The results of the best cluster number and classification error accuracy at the maximum Silhouette index value by using different models (the testing dataset) are shown in Table 6. In Table 6, the lowest value is 2.22% in the SDAE model with dataset B. For dataset A, it is 4.44% when using the SDAE. Therefore, these results prove that the robustness and feature extraction ability of the SDAE suppress the SAE. In addition, adAP can find the available cluster number by itself automatically. The 3-dimensional clustering results for training datasets A and B when using the SAE/SDAE with FCM/GK/GG are shown in Figures 16 and 17. Compared with the SAE, most of the samples are separated well and close to the center point in the SDAE. While some samples exhibit an overlap phenomenon, especially IRF1 and BF1 in Figure 11(a), these samples are separated well by using the SDAE. The classification accuracy by using different combination models for training datasets A and B is shown in Table 7. The lowest error rate is 2.78% with dataset B in the SDAE, which is the same as other combination models, including SAE/SDAE-FCM/GK/GG and SAE-adAP. SAE-adAP is little higher than SAE-GG with dataset B, but adAP can find the available clustering center point automatically.

**(a)**

**(b)**

**(c)**

**(d)**

**(e)**

**(f)**

**(a)**

**(b)**

**(c)**

**(d)**

**(e)**

**(f)**

#### 5. Conclusion

A method based on an SDAE and adAP for bearing fault diagnosis was presented in this study. To reduce the dependence on manual experiments to label data, we used an SDAE without an output layer to extract useful fault features from the frequency domain directly by using FFT decomposition. Additionally, to find the available parameters in AP, we introduced adAP for bearing fault diagnosis in this paper. The results show that the performance of the proposed model suppresses other models, such as SAE/SDAE-FCM/GK/GG and SAE-adAP.

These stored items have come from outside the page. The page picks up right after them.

PR #640, opened 2024-03-13
Add US DOH debarred crawler

KishanAdhikari11:


datasets/us/doh_debarred/crawler.py
```diff
@@ -0,0 +1,64 @@
...
+    context.emit(sanction)
+    context.emit(entity, target=True)
+    context.audit_data(row,
+                       ignore=[
+                           "SPECIALTY",
+                           "UPIN",
+                           "NPI",
+                           "CITY",
+                           "STATE",
+                           "REINDATE",
```
jbothma, line 52: I think this file only contains exclusions that are active, but let's make sure by asserting that REINDATE is `0` for each row.

datasets/us/doh_debarred/us_doh_debarred.yml
```diff
@@ -0,0 +1,55 @@
...
+coverage:
+  frequency: daily
+  start: "2024-03-13"
+summary: >
+  A list of debarred peoples and companies listed in US Department of Health and Human Service.
+description: |
+  This dataset provides information on Individuals and entities debarred from participation in Medicare,
+  Medicaid, and all other Federal health care programs for various reasons including conviction for Medicare 
+  or Medicaid fraud.
+  Debarments are imposed under the authority of sections 1128 and 1156 of the Social Security Act.
```
jbothma, line 13: let's use the word Excluded/exclusions rather than debarred/debarments to be consistent with their terminology. In the topics we're limited to the topics defined in our data model, but here it's best to align with their wording.

datasets/us/doh_debarred/crawler.py
```diff
@@ -0,0 +1,64 @@
...
+    entity.add("address", row.get("ADDRESS", None))
+    entity.add("topics", "debarment")
+    entity.add("country", "us")
+    sanction = h.make_sanction(context, entity)
+    sanction.add("startDate", h.parse_date(row.get("EXCLDATE"), FORMATS))
+    sanction.add("reason",row.get("EXCLTYPE"))
+    sanction.add("program","US HHS OIG List of Excluded Individuals/Entities ")
+    context.emit(sanction)
+    context.emit(entity, target=True)
+    context.audit_data(row,
```
jbothma, line 45: when I crawl the dataset, I get lots of warnings like this:

```
2024-03-14 11:03:32 [warning  ] Unexpected data found          [us_doh_debarred] data={'LASTNAME': 'ARTHUR', 'FIRSTNAME': 'WALLACE', 'MIDNAME': 'R', 'GENERAL': 'PHYSICIAN (MD, DO)', 'DOB': '19540813', 'ADDRESS': '2495 S KRAMERIA STREET', 'ZIP': '80222', 'EXCLTYPE': '1128b4', 'EXCLDATE': '20170119'} dataset=us_doh_debarred
```

we usually use `row.pop` rather than `row.get` or `row[...]` so that each field is removed from the dict as it's used. The idea is that we then "audit" the dict, expecting it to be empty. We normally only merge crawlers when they have no warnings, or if the warnings would be solved after merging, e.g. by adding some position definitions to our PEP position database, or if it's a temporary network issue.

So if we get the dict to be empty (or ignore unused columns as you have) we can merge the PR without warnings. If they later add a column to the CSV, we're automatically alerted because suddenly warnings would show up here https://www.opensanctions.org/issues/, which we check daily. We can then decide if we want to use or ignore the new data.

another benefit of `pop` over `get` is that pop will raise an exception if they key doesn't exist, alerting us to missing data, perhaps from a column header change.

datasets/us/doh_debarred/us_doh_debarred.yml
```diff
@@ -0,0 +1,55 @@
...
+assertions:
+  min:
+    schema_entities:
+      Person: 10000
+      Company: 1500
+    countries: 1
+  max:
+    schema_entities:
+      Person: 150000
+      Company: 10000
```
jbothma, line 55: looking at the generated statistics.json, it looks like you can bring the min within 10% and max within 20% of the 75800 Persons and 3284 Companies

datasets/us/doh_debarred/crawler.py
jbothma: Please make sure there aren't any more warnings because all the columns that aren't used are ignored. Please ask if there are still warnings you're not sure of.

jbothma (changes requested):
Thank you! 

Really nice job on the description.

Ideally push another commit to this pull request but no stress if you need to make a new branch.

datasets/us/doh_debarred/crawler.py
KishanAdhikari11: yes for each row REINDATE is 0.

datasets/us/doh_debarred/crawler.py
```diff
@@ -0,0 +1,64 @@
...
+    if row["LASTNAME"].strip() or row["FIRSTNAME"].strip():
+        entity = context.make("Person")
+        firstname = row["FIRSTNAME"]
+        midname = row["MIDNAME"]
+        lastname = row["LASTNAME"]
+        name = f"{firstname} {midname} {lastname}".strip()
+        address_data = get_address(row)
+        entity.id = context.make_slug(name, address_data)
+        entity.add("birthDate", h.parse_date(row.get("DOB"), FORMATS))
+        entity.add("name", name)
```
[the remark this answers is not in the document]
jbothma: Still needs the other name parts

datasets/us/doh_debarred/crawler.py
```diff
@@ -0,0 +1,71 @@
...
+        middle_name = row.pop("MIDNAME",None),
+        last_name = row.pop("LASTNAME",None)
+        )
+        
+        context.log.info(full_name)
+        address_data = get_first_line(row)
+        entity.id = context.make_slug(full_name, address_data)
+        h.apply_name(entity=entity,full=full_name,lang='eng')
+        entity.add("birthDate", h.parse_date(row.pop("DOB",None), FORMATS))
+        entity.add("position",f'{row.pop("GENERAL",None)} {row.pop("SPECIALTY",None)}')
```
jbothma, line 29: I think putting GENERAL in parens would work better than simply concatenating

`HEALTH CARE AIDE (INTER CARE FACILITY)`

datasets/us/doh_debarred/crawler.py
```diff
@@ -0,0 +1,71 @@
...
+    else:
+        entity = context.make("Company")
+        name = row.pop("BUSNAME",None)
+        address_data = get_first_line(row)
+        entity.id = context.make_slug(name, address_data)
+        entity.add("name", name)
+        entity.add("description",f'{row.pop("GENERAL",None)} {row.pop("SPECIALTY",None)}')
```
jbothma, line 36: I think adding as two distinct values would work best here, making sure blanks are None and not added as empty string.

datasets/us/doh_debarred/crawler.py
jbothma: and just the GENERAL value when SPECIALITY is blank

datasets/us/doh_debarred/crawler.py
jbothma: this should be an assertion in python so that we can detect when it changes

datasets/us/doh_debarred/us_doh_debarred.yml
```diff
@@ -0,0 +1,57 @@
+name: us_doh_debarred
+title:  US DOH Inspector General Exclusions
+entry_point: crawler.py
+coverage:
+  frequency: daily
+  start: "2024-03-13"
+summary: >
+  Peoples and companies excluded from Federally funded health care programs
```
jbothma, line 8:
```suggestion
  People and companies excluded from Federally funded health care programs
```

datasets/us/doh_debarred/us_doh_debarred.yml
```diff
@@ -0,0 +1,57 @@
...
+description: |
+  This dataset provides information on Individuals and entities excluded from participation in Medicare,
```
jbothma, line 10: let's wrap at 80 chars

datasets/us/doh_debarred/us_doh_debarred.yml
```diff
@@ -0,0 +1,57 @@
...
+  Medicaid, and all other Federal health care programs for various reasons including conviction for Medicare 
+  or Medicaid fraud.
+  Exclusions are imposed under the authority of sections 1128 and 1156 of the Social Security Act.
+  
+  From the OIG HHS page:
```
jbothma, line 15: Isn't it the other way around?

```suggestion
  From the HSS OIG page:
```

datasets/us/doh_debarred/us_doh_debarred.yml
```diff
@@ -0,0 +1,57 @@
...
+  >
+  > Individuals and entities who have been reinstated are removed from the LEIE.
+
+  For more information, refer to the [OIG's Exclusion Authorities FAQ page](https://oig.hhs.gov/faqs/exclusions-faq).
+
+publisher: 
+  name: U.S. Department of Health and Human Services Office of Inspector General (OIG)
+  description: |
+   OIG is the largest inspector general's office in the Federal Government responsible for oversight of the Department 
+   of Heallth and Human Services(HHS).The OIG team is made up of auditors, investigators, and experts in different areas.
```
jbothma, line 36:
```suggestion
   of Heallth and Human Services(HHS). The OIG team is made up of auditors, investigators, and experts in different areas. 
```

datasets/us/doh_debarred/crawler.py
```diff
@@ -0,0 +1,64 @@
...
+        entity.add("birthDate", h.parse_date(row.get("DOB"), FORMATS))
+        entity.add("name", name)
+    else:
+        entity = context.make("Company")
+        name = row.get("BUSNAME")
+        address_data = get_address(row)
+        entity.id = context.make_slug(name, address_data)
+        entity.add("name", name)
+    entity.add("notes", row.get("GENERAL",None))
+    entity.add("address", row.get("ADDRESS", None))
```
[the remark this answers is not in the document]
jbothma: we need all of address, city, state, zip and country - all parts of the address

datasets/us/doh_debarred/crawler.py
```diff
@@ -0,0 +1,71 @@
...
+        postal_code=row.pop("ZIP",None),
+        country_code="us"
+    )
+    h.apply_address(context,entity,address)
+    h.make_identification(
+        context,
+        entity,
+        key=row.pop("UPIN",None),
+        number=row.pop("NPI",None),
+    )
```
jbothma, line 51: no, for each of these two types, we need a distict identification entity, which indicates its type in the idenfication type property.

The advantages and disadvantages of this paper are as follows.(1)Using the model proposed in this article can serve to mark different bearing fault signals. For example, the clustering result is used to label the different fault signals, and then an SAE with an output layer can be used to realize online automatic fault diagnosis.(2)However, the data collected in the actual project contain noise, resulting in the misclassification and mislabeling of the clustering results. Therefore, the classification effect for the subsequent use of an SAE with an output layer is even worse. In order to solve this problem, for future research, we propose an improved SAE model, for example, by adding a data-smoothing model at each hidden layer to eliminate noise layer by layer on the signal, thus improving the accuracy of clustering and classification.

#### Abbreviations

WT: | wavelet transformation |

EMD: | empirical mode decomposition |

IMFs: | intrinsic mode functions |

EEMD: | ensemble empirical mode decomposition |

SAE: | stacked autoencoder |

SDAE: | stacked denoising autoencoder |

FCM: | Fuzzy C-mean |

GK: | Gustafson–Kessel |

GG: | Gath–Geva |

AP: | affinity propagation |

adAP: | adaptive affinity propagation |

PCA: | principal component analysis |

NR: | normal |

BF: | ball fault |

IRF: | inner race fault |

ORF: | outer race fault |

CC: | cluster center |

AE: | autoencoder |

FFT: | Fast Fourier transformation. |

#### Data Availability

Previously reported bearing data were used to support this study and are available at (data link: http://csegroups.case.edu/bearingdatacenter/pages/download-data-file). These prior studies (and datasets) are cited at relevant places within the text as references [29].

#### Conflicts of Interest

The authors declare that there are no conflicts of interest regarding the publication of this paper.